5. GA4 Zero-Second Sessions

  • Sessions with a 0-second duration are another strong indicator of bot activity. While easy to spot, filtering these from broader engagement analytics remains a work in progress.

We’ve had to pivot away from vanity metrics like opens and clicks and focus on downstream, high-intent actions, such as:

  • Engaged website sessions (scroll depth, time-on-page)
  • File downloads (e.g., prescribing info or product brochures)
  • Form completions (especially “Request a Rep” or demo forms)
  • Video interactions (play, pause, completion rates)

These pull-through metrics provide a truer picture of HCP interest and help us differentiate between bots and real human behavior.

Other B2B marketers—especially in sectors like tech, finance, and enterprise SaaS—are dealing with similar challenges. Emerging strategies include:

  • Header analysis to detect non-standard user agents
  • JavaScript fingerprinting on landing pages to verify human activity
  • Real-time link wrapping that delays URL resolution until click-time
  • AI-powered tagging of suspicious patterns across campaigns

One promising direction is the use of AI classifiers that analyze time, sequence, source, and behavior patterns to flag anomalies. We’re exploring this at Ascender as a future-proof way to improve report fidelity (pending internal feasibility conversations).

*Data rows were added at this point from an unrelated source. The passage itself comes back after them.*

PR #848, opened 2019-07-24
[ Sublist.Propositional ] category laws, plus functor laws for All and Any

andreasabel:
I have been needing the category laws for sublists whenever I use them as renamings in formalizations of STLC.

I only added them for the propositional case.  There are generalizations, like for the Setoid-sublist they hold if the Setoid is actually a Category, e.g. having `trans refl = id`.  
In some future, when we have a proper concept of Category in the standard library, we might want such a generalization.

### DIFF
--- a/src/Data/List/Relation/Binary/Sublist/Propositional/Properties.agda
+++ b/src/Data/List/Relation/Binary/Sublist/Propositional/Properties.agda
@@ -8,7 +8,7 @@
 
 module Data.List.Relation.Binary.Sublist.Propositional.Properties {a} {A : Set a} where
 
-open import Data.List using (map)
+open import Data.List using (List; []; _∷_;  map)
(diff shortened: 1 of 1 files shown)


MatthewDaggitt:
Hi @andreasabel, thank you very much for the pull request. However would it be possible to leave them up for a little longer in future? The general rule of thumb I've stuck by is about a week, that gives everyone who's involved in the library a chance to feedback about the changes. For instance had I got a chance to look at it, I'd have noted:
-  you didn't include the changes in the Changelog.
- it's standard library convention (as noted in the style guide) not to use variables for anything except levels and sets at the moment.
- all variables should be declared at the top of the file
- the terms `lookup-⊆-refl` and `lookup-⊆-trans` should have types attached to them.
- pretty sure one of the cases for `lookup-injective` can be omitted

As we continue refining our approach, we’re actively asking:

  • What triggers security software to click anchor links? Is it the presence of #anchor, or the CTA language (e.g., “Request Info”)?
  • Could A/B testing URL formats reduce false-positive clicks?
  • Can we design engagement forms that require subtle human behaviors (e.g., scroll depth or field interaction) before submission?
  • Are platforms like Marketo or Salesforce Marketing Cloud evolving their native tools to keep up?

Non-human engagement is here to stay, and so are the bots. As security systems become more aggressive, we must become more adaptive.

The future of email marketing—especially in regulated, high-barrier industries like pharma—is not about chasing opens or clicks. It’s about real interactions, real actions, and real results.

At Ascender, we’re reimagining how B2B pharma marketers can track success in a way that reflects human behavior—not just firewall noise.